How to I prevent Ubuntu from kernel version upgrade and notification?

How to I prevent Ubuntu from kernel version upgrade and notification?

I'd like to keep my system from getting or prompting me for kernel upgrades and DIST upgrades.

I do want however to get all package updates and security updates.

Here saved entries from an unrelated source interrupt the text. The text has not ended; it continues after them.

PR #273, opened 2021-12-04
Introduce SQL Manager

ludydoo:
## SQL Manager

The main complexity of the core backend is the conversion of a `FormDefinition` into actual `SQL Tables`. Especially since a `FormDefinition` can have `SubForms`, or `References`. We must create the appropriate tables, fields, foreign keys, constraints that match the user-defined `FormDefinition`.

The current implementation of converting a `FormDefinition` into multiple `SQLTable, SQLField, SQLTableConstraint` is badly implemented. It was done quick and dirty in order to get something out as quick as possible.

**This PR does not switch the current `store.FormStore` implementation. It rather inserts this new package in the codebase for review, as well as introduce other changes to the codebase that offer a path forward**

This PR introduces a new package `sqlmanager` that simplifies part of the process, both by reducing the complexity of the implementation, as well as combining the logic that was beforehand scattered around the codebase.

### How it works
1. The `SqlManager.PutForms(myFormDefinition)` is called
2. The `SqlManager` inspects all the aspects of the given `FormDefinition`. The fields, name, etc. It builds a list of `SQL Statements` (`create table myTable`, `alter table add myColumn`, ...), that are needed to create the actual SQL table from the given form definition
3. Currently, only creating new forms is supported, but it is designed to support updates as well in the future.

#### Remove `FieldTypeSubForm` `ID`, `Code` and `Name`
```
Currently
FormDefinition
  Fields:
    - ID: myField
      Name: My Field
      Code: MY_FIELD
      FieldType:
        SubForm:
          Name: My Sub Form
          ID: mySubFormID
          Code: MySubFormCode
          Fields: [...]
---
This PR
FormDefinition
  Fields:
    - ID: myField
      Name: My Field
      Code: MY_FIELD
      FieldType:
        SubForm:
          Fields: [...]
```
Before, the name of a sub form field could be different from the name of the subform.  This simplifies a lot the `FormInterface`

This will also simplify the frontend quite a lot, as currently we need to do a quite complex lookup on the frontend to correlate a sub form record with the parent record. 

#### Rename `Record.ParentID` to `Record.OwnerID`. 

It is more representative that this represents a sub form record. The `ParentID` would be conflicting with the notion of inheritance that we want to introduce in the cases.

#### Add some helper methods
- Created `SQLTables` which is a list of `SQLTable`
- Created `SQLFields` which is a list of `SQLField`
- Created `SQLTableConstraints` which is a list of `SQLTableConstraint`

#### Add typed errors on the `sqlschema` package
Errors such as 
- `ColumnNotFoundErr`
- `TableNotFoundErr` 

#### Fix frontend imports of the core-api-js-client

There was a duplication of code for the core-js-api-client.
The types were defined in both the `core-api-js-client` and the `pwa` app
This removes the `pwa` api types and use the `core-api-js-client` types instead
It also fixes the imports `import {FormDefinition} from "core-api-js-client/lib/types"` -> `import {FormDefinition} from "core-api-js-client"`


pkg/sql/schema/sql_table_constraint.go
```diff
@@ -64,7 +75,7 @@ func NewForeignKeyTableConstraint(
 
 func (c SQLTableConstraint) DDL() DDL {
 	ddl := DDL{}
-	ddl.WriteF("constraint %s", pq.QuoteIdentifier(c.Name))
+	ddl = ddl.WriteF("constraint %s", pq.QuoteIdentifier(c.Name))
```
ludydoo, line 78: this was a bug

pkg/sql/schema/sql_table_test.go
```diff
@@ -19,7 +19,7 @@ func TestSQLTable_DDL(t *testing.T) {
 		{
 			name:   "empty",
 			fields: args{Name: "empty"},
-			want:   NewDDL(`create table "public"."empty";`),
+			want:   NewDDL(`create table "public"."empty"();`),
```
ludydoo, line 22: this is a valid syntax to create an empty sql table (with no columns)

.prow/push-core-go-test.yaml
```diff
@@ -8,7 +8,19 @@ presubmits:
           command: [ "bash", "-c" ]
           args:
             - >
-              go mod download &&
-              make gen &&
-              git diff --exit-code &&
-              go test ./pkg/...
+              echo "Creating user" &&
```
ludydoo, line 11: i installed `embedded-postgresql` go package for tests. Though, it's impossible to run as root, hence the modification here.

pkg/api/types/field.go
```diff
@@ -32,86 +27,23 @@ type FieldDefinition struct {
...
 	return f.IsKind(FieldKindReference)
 }
 
 // IsSubFormField returns whether a the field is a FieldTypeSubForm or not
-func (f FieldDefinition) IsSubFormField() bool {
+func (f FieldDefinition) IsSubFormField() (bool, error) {
 	return f.IsKind(FieldKindSubForm)
 }
 
-// GetKind returns the FieldKind of the field
```
ludydoo, line 49: All of this logic already exists on `FieldType`

pkg/api/types/field.go
```diff
@@ -32,86 +27,23 @@ type FieldDefinition struct {
...
-}
-
-// FieldIDs returns the of FieldDefinition.ID for all the FieldDefinitions
-func (f FieldDefinitions) FieldIDs() sets.String {
-	result := sets.NewString()
-	for _, definition := range f {
-		result.Insert(definition.ID)
-	}
-	return result
-}
```
ludydoo, line 117: All of this was unused

pkg/api/types/field_type.go
```diff
@@ -83,19 +105,8 @@ type FieldTypeSingleSelect struct {
 // For example, given a form "Projects", this form could have a subform "Monthly Deliveries".
 // The "Monthly Deliveries". There could be multiple "Monthly Deliveries" for a single "Project".
 type FieldTypeSubForm struct {
-	// ID represents the ID of the sub form
-	ID string `json:"id" yaml:"id"`
-	// Name represents the Name of the sub form
-	Name string `json:"name" yaml:"name"`
-	// Code represents the unique Code for the subform Field
-	Code string `json:"code,omitempty" yaml:"code,omitempty"`
```
ludydoo, line 91: We remove subform id, name and code. Only `fields` is now part of the `SubForm`. It will inherit the name and if from the `field`

pkg/constants/constants.go
```diff
@@ -7,16 +7,4 @@ const (
...
-	QueryParamCode  = "code"
-
-	SessionState        = "state"
-	SessionIDToken      = "idToken"
-	SessionRefreshToken = "refreshToken"
-	SessionAccessToken  = "accessToken"
-	SessionTokenExpiry  = "tokenExpiry"
-	SessionTokenType    = "tokenType"
-	SessionProfile      = "profile"
-	SessionDesiredURL   = "desiredUrl"
```
ludydoo, line 21: All unused stuff

pkg/sql/schema/sql_field.go
```diff
@@ -14,74 +14,15 @@ type SQLField struct {
 	Comment     string                `json:"comment,omitempty" yaml:"comment,omitempty"`
 }
 
-func NewSQLField(name string) SQLField {
```
ludydoo, line 17: All unused..

pkg/sql/schema/sql_table.go
```diff
@@ -74,7 +93,7 @@ func (s SQLTable) DDL() DDL {
 		statements = append(statements, field.DDL().WriteBefore("  "))
 	}
 	for _, constraint := range s.Constraints {
-		statements = append(statements, constraint.DDL().WriteBeforeF("  constraint %s", pq.QuoteIdentifier(constraint.Name)))
+		statements = append(statements, NewDDL("  ").Merge(constraint.DDL()))
```
ludydoo, line 96: this was also a workaround for the bug that was fixed in the `SQLTableConstraint.DDL`
No need for the workaround since the bug is fixed

pkg/api/types/validation/form.go
```diff
@@ -54,7 +57,7 @@ var (
 
 func init() {
 	validateFormNameFn = ValidateFormName
-	validateDatabaseIdFn = ValidateDatabaseName
+	validateDatabaseIdFn = ValidateFormDatabaseID
```
ludydoo, line 60: This was a bug

pkg/api/types/validation/form.go
```diff
@@ -234,8 +264,6 @@ func ValidateFieldTypeText(ftText *types.FieldTypeText, path *validation.Path) v
 
 func ValidateFieldTypeSubForm(ftSF *types.FieldTypeSubForm, path *validation.Path) validation.ErrorList {
 	var result []*validation.Error
-	result = append(result, ValidateFormName(ftSF.Name, path.Child("name"))...)
```
ludydoo, line 237: sub forms dont have name anymore

PR #275, opened 2021-12-05
add some tests for utility methods

ludydoo:


cmd/devinit/utils.go
```diff
@@ -218,10 +218,16 @@ func getOrCreateRandomSecret(length int, filePaths ...string) ([]byte, error) {
...
 
 	if exists {
-		return os.ReadFile(filePath)
+		fileContent, err := os.ReadFile(filePath)
+		if err != nil {
+			return nil, err
+		}
+		if len(fileContent) != 0 {
+			return fileContent, nil
+		}
```
neb42, line 227: Should this return something if `len(fileContent) == 0`? Previously it would return here, but now it will continue.

ludydoo:
That would fix a bug where if some reason the file was created but is empty, this would recreate the file. We had this bug before, this would fix it 

Envoyé de mon iPhone

PR #276, opened 2021-12-06
COR-356 Add validation for folders

ludydoo:


pkg/server/public/handlers/folder/create.go
```diff
@@ -25,6 +27,13 @@ func (h *Handler) Create() http.HandlerFunc {
 
 		folder.ID = uuid.NewV4().String()
 
+		if errList := validation.ValidateFolder(&folder); errList.HasAny() {
```
ludydoo, line 30: Change HasAny to !IsEmpty

internetti (commented):
Is there a way to adapt the error messages? when the folder name is too short, the message is "Too long: must have at minimum 3 bytes", I think "characters" would be better than "bytes"

ludydoo:
@internetti we would have to modify the `validation.TooLong` / `validation.TooShort` methods. Perhaps we could tackle this in another tix ?

PR #277, opened 2021-12-06
COR-357 Add validation for records

ludydoo:


pkg/server/public/handlers/record/create.go
```diff
@@ -29,8 +31,17 @@ func (h *Handler) Create() http.HandlerFunc {
 			utils.ErrorResponse(w, err)
 			return
 		}
+
 		input.DatabaseID = form.DatabaseID
 
+		l.Debug("validating record")
+		if validationErrs := validation.ValidateRecord(&input, form); validationErrs.HasAny() {
```
ludydoo, line 38: Change to !IsEmpty. Check for other instances of HasAny. Fix naming of HasAny since it's misleading. Perhaps ´HasSome ´

pkg/server/public/handlers/record/update.go
```diff
@@ -41,6 +42,22 @@ func (h *Handler) Update(recordId string) http.HandlerFunc {
...
+		l.Debug("getting form for record", zap.String("form_id", input.FormID))
+		form, err := h.formStore.Get(req.Context(), input.FormID)
+		if err != nil {
+			l.Error("failed to get record form", zap.Error(err))
+			utils.ErrorResponse(w, err)
+			return
+		}
+
+		l.Debug("validating record")
+		if validationErrs := validation.ValidateRecord(&input, form); validationErrs.HasAny() {
```
ludydoo, line 54: Same comment for HasAny

PR #283, opened 2021-12-08
Add API Tests to Core

ludydoo:
This PR sets up some basic API tests to be run
It ensures that we can do basic operations such as
- Creating, Getting, Listing databases
- Creating, Getting, Listing folders
- Creating, Getting, Listing forms
- Creating, Getting, Listing records

We use `embedded-postgres` to run an actual in-process database. Since `go test` does not run all tests on the same process, we must synchronize setup/teardown of the database using a file lock.


pkg/server/public/tests/form_test.go
```diff
@@ -0,0 +1,189 @@
...
+		}, {
+			name: "With Required Reference Field",
+			fields: tu.Fields(
+				tu.AReferenceField(otherForm, tu.FieldName("My Field"), tu.FieldRequired(true)),
+			),
+		}, {
+			name: "With Key Reference Field",
+			fields: tu.Fields(
+				tu.AReferenceField(otherForm, tu.FieldName("My Field"), tu.FieldRequired(true), tu.FieldKey(true)),
+			),
```
nilueps, line 139: Add cases for broken inputs. i.e.: missing required fields, wrong types, etc

pkg/sqlmanager/schema_test.go
```diff
@@ -1,50 +1,65 @@
...
+	exitVal := m.Run()
+	done()
+	os.Exit(exitVal)
+}
+
 func (s *Suite) SetupSuite() {
 
-	pg := embeddedpostgres.NewDatabase()
-	if err := pg.Start(); !assert.NoError(s.T(), err) {
+	sqlDb, err := gorm.Open(postgres.Open("host=localhost port=15432 user=postgres password=postgres dbname=postgres sslmode=disable"))
```
nilueps, line 45: can we set the port dynamically?

nilueps (commented):
Clean & Snappy

pkg/server/public/tests/form_test.go
ludydoo: Yeah... this part was just to test the rest api, make sure that we can read and write without breaking anything. Def. would need more work in the future, more cases, etc.

pkg/sqlmanager/schema_test.go
ludydoo: Yeah we could add an env var like TEST_POSTGRES_PORT=... and read from it, with a default

ludydoo:
@nilueps  lgtm ?

pkg/sqlmanager/schema_test.go
nilueps: Yea

nilueps:
there's a conflict

PR #284, opened 2021-12-08
add prow job for pwa tests and fix those tests

internetti:


.prow/pull-core-pwa-test.yaml
```diff
@@ -0,0 +1,15 @@
+postsubmits:
+  - name: pull-core-pwa-test
+    run_if_changed: "^web/pwa"
```
ludydoo, line 3: This probably needs to run if web/pwa, web/auth or web/app/client changed. I think there is another prow job with that kind of regex that you could use as inspiration

ludydoo: Lol, now that we merged the lerna stuff, this probably still need to change ^^

ludydoo: After all, I think that the pwa job can be removed, I believe that the changes to lerna basically test all frontend stuff in a single job

ludydoo (approved):

PR #285, opened 2021-12-08
COR 340 PARTIAL ViewRecordScreenContainer test

nilueps:
- separate screen and container
- rename
- container
- add tests


web/app/frontend/__tests__/screen_containers/ViewRecordScreenContainer.test.tsx
```diff
@@ -0,0 +1,83 @@
...
+    formsById: {},
+};
+
+mockState.formsById[mockFormId] = {
+    recordsById: {},
+};
+
+const mockValues = Array(10).fill("a value");
+
+mockState.formsById[mockFormId].recordsById[mockRecordId] = { values: mockValues };
```
ludydoo, line 26: values are now an array like
```
values:
- fieldId: abc
  value: value123
```

nilueps: LIke this?

PR #287, opened 2021-12-08
use new SQLManager and simplify form store implementation

ludydoo:
Switched the `store.FormStore` implementation to use the new `sqlmanager`. 
Also, removed the weird `FormHierarchy` thingy, and use a much simpler and extensible implementation.


pkg/api/types/form.go
```diff
@@ -36,13 +36,8 @@ func (f *FormDefinition) GetFields() FieldDefinitions {
...
-func (f *FormDefinition) GetOwner() FormInterface {
-	return nil
-}
-
-// HasOwner implements FormInterface.HasOwner
-func (f *FormDefinition) HasOwner() bool {
+// IsSubForm implements FormInterface.IsSubForm
+func (f *FormDefinition) IsSubForm() bool {
 	return false
 }
```
nilueps, line 42: Why does this always return false?

pkg/sql/convert/create.go
```diff
@@ -1,11 +1,10 @@
 package convert
 
 import (
-	"context"
 	"fmt"
 	"github.com/lib/pq"
 	"github.com/nrc-no/core/pkg/api/types"
-	"github.com/nrc-no/core/pkg/sql/schema"
+	sqlschema2 "github.com/nrc-no/core/pkg/sql/schema"
```
nilueps, line 7:
```suggestion
	"github.com/nrc-no/core/pkg/sql/schema"
```
... and rename the rest

nilueps (commented):
Are we entirely eliminating the concept of ownership for FormDefinitions?

nilueps (approved):
/lgtm

PR #737, opened 2024-05-27
chore: bump deno to 1.43.6

Yohe-Am:
Update deno to 1.43.6 and make requisite changes.

Required because of dep conflicts with latest lade-sdk.

#### Migration notes


dev/test.ts
```diff
@@ -105,7 +106,7 @@ const env: Record<string, string> = {
   "TMP_DIR": tmpDir,
   "TIMER_MAX_TIMEOUT_MS": "30000",
   "NPM_CONFIG_REGISTRY": "http://localhost:4873",
-  "PATH": `${Deno.env.get("PATH")}:${join(projectDir, "target/debug")}`,
+  "PATH": `${join(projectDir, "target/debug")}:${Deno.env.get("PATH")}`,
```
Yohe-Am, line 109: This line took me 3 hours lol.

typegate/tests/typecheck/__snapshots__/typecheck_test.ts.snap
```diff
@@ -112,43 +99,6 @@ function validate_4(value, path, errors, context) {
     }
   }
 }
-return validate_66_1;
-"
-`;
-
-snapshot[`typecheck 2`] = `
```
Yohe-Am, line 119: All of these are gone.

Yohe-Am (commented):
Hey, so this PR exhibits a bug I can't seem to get the bottom of. The snapshot tests for `typecheck_test.ts` appear to be broken. You'll notice most of snapshots previously in the file were discarded. This wasn't intentional is precisely the issue. Some observations:

- The subset of snapshots of that are kept is different on each `--update` run.
- This means subsequent runs of the test will break because snapshots are missing.
- The actual validation logic seems to be sound as far as I were able to printf all the value/error pairs.
- There does seem to be a change introduced in this PR that required the snapshot updates. Functional or not, the generated code is different and it shouldn't be. Not sure what parts of v8/Deno are responsible. 
- I've tried updating to the latest version of the deno std.
- It appears this is the only snapshot test suffering from this bug.

I spent most of today trying to fix this. Not sure where to go from here but I'll try to do more experiments tmw.

Cargo.toml
```diff
@@ -36,14 +37,14 @@ clap = "=4.4.17"
...
-swc_ecma_transforms_typescript = "=0.186.17"
-swc_ecma_visit = "=0.96.17"
+# update from https://github.com/denoland/deno_ast/blob/main/Cargo.toml
+swc_atoms = "=0.6.7"
+swc_common = "=0.33.26"
+swc_ecma_ast = "=0.113.4"
+swc_ecma_codegen = "=0.149.1"
+swc_ecma_parser = "=0.144.1"
+swc_ecma_transforms_typescript = "=0.189.1"
+swc_ecma_visit = "=0.99.1"
```
afmika, line 47: These are only related to the typescript codegen right?
I think we talked about removing these along with the current typescript codegen at some point as these are going to be replaced by the full mdk rewrite anyways.

dev/test.ts
zifeo: jz... might add a comment for the next change there?

zifeo (commented):
lgtm

Yohe-Am:
Huh, the `python_sync_test` no longer takes 10 minutes to run but something else is blowing up the test suite runtime. I'll disable the rust cache for now but this ought to be investigated next week.

typegate/tests/utils/test.ts
```diff
@@ -324,22 +321,23 @@ export class MetaTest {
     return true;
   }
 
-  async assertSnapshot(...params: AssertSnapshotParams): Promise<void> {
```
Natoandro, line 327: wth, this function has always been `async` and never `await`ed! :thinking:

Natoandro (dismissed):

Cargo.toml
Yohe-Am: Handled in #739 .

zifeo (approved):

I have looked at several posts, but they were for package "Holds" and that is too granular for what I am wanting. I just want to prevent Ubuntu from upgrading to a new Distribution like 16.10 which caused me issues, as well as a newer Kernel which booting into recovery mode my mouse and keyboard would not work.

I would like to keep existing dist. as is, as well as get any new software package updates or security updates. I do not want to disable all updates, but I can if that is the simplest option.


Solution 1:

Thank You Mikewhatever for clarifying I needed to use package hold.
I used this post as a reference and ran command :

uname -r

to find my Kernel Version. It gave output:

4.10.0-27-generic

Then I ran command:

sudo apt-mark hold 4.10.0-27-generic

and it gave output:

linux-cloud-tools-4.10.0-27-generic set on hold.
linux-headers-4.10.0-27-generic set on hold.
linux-image-4.10.0-27-generic set on hold.
linux-image-extra-4.10.0-27-generic set on hold.
linux-signed-image-4.10.0-27-generic set on hold.
linux-tools-4.10.0-27-generic set on hold.

I believe this should be what I wanted to accomplish.

Solution 2:

Update: This specific approach works only for certain major kernel versions; in particular, 5.4.0-xx. (it might be possible with fancier apt-mark hold rules to stay on e.g 5.8.0-xx kernels)

I frequently came to this question when trying a few times over the last while to figure out how to do a slightly modified version of the original question:

How do I freeze the Ubuntu kernel at (e.g., specifically for Ubuntu 20.04) the 5.4.0-x version, so that I still get minor upgrades, but do not get upgraded to another "major" version like 5.8.0-x

The trick in this specific case was to do the following:

# This prevents installation of, or further upgrades of the package that results in a 5.8 kernel being installed
sudo apt-mark hold linux-generic-hwe-20.04

# This will pull in the latest 5.4 Ubuntu kernel, and receive subsequent 5.4.0-x patches too
sudo apt install linux-generic-hwe-18.04

I'm not sure if this is entirely universally applicable, but this worked for Ubuntu 20.04 at least as of January 2021. (The triggering event in my case was that my 5.4 machines started getting updated to 5.8 automatically during the first week of January, 2021). Also note, I'm not an expert but have tested this a fair bit. There may be some significant nuances I have incorrect...

But if you already have a newer major-version kernel installed (e.g. via unattended-upgrades), you'll probably want to uninstall it too. I have not had any issues with the following command/regex to identify what packages would get remove by the command after this one:

dpkg -l | grep -o -P "^ii\s+linux-[\S]*-5.(8|11|13).0[\d\S]+"

And the removal command is very similar:

sudo apt remove -y $(dpkg -l | grep -o -P "linux-[\S]*-5.(8|11|13).0[\d\S]+")

Finally, you'll want to reboot before you do much else, including doing any apt upgrade. Particularly if you've uninstalled the currently running kernel's packages, post-install scripts for other packages might not be happy if run before a reboot!

For more information on the kernel choices for Ubuntu, aka to know roughly what's coming, this page is pretty informative: https://ubuntu.com/about/release-cycle

n.b. For good measure, you can put the apt-mark hold on all three of linux-generic-hwe-20.04 linux-headers-generic-hwe-20.04 linux-image-generic-hwe-20.04 but in practice holding just that first one seemed sufficient.

n.b. In my situation, while in most cases you should not need to do what this post describes, I needed to stick to an older major kernel version in order for some hardware to work properly.

n.b.2: With Ubuntu 20.04, this "remove 5.8 kernels approach" later broke for 5.11 kernels, and would likely also happen with the 5.13 kernels. I've updated the regex above accordingly.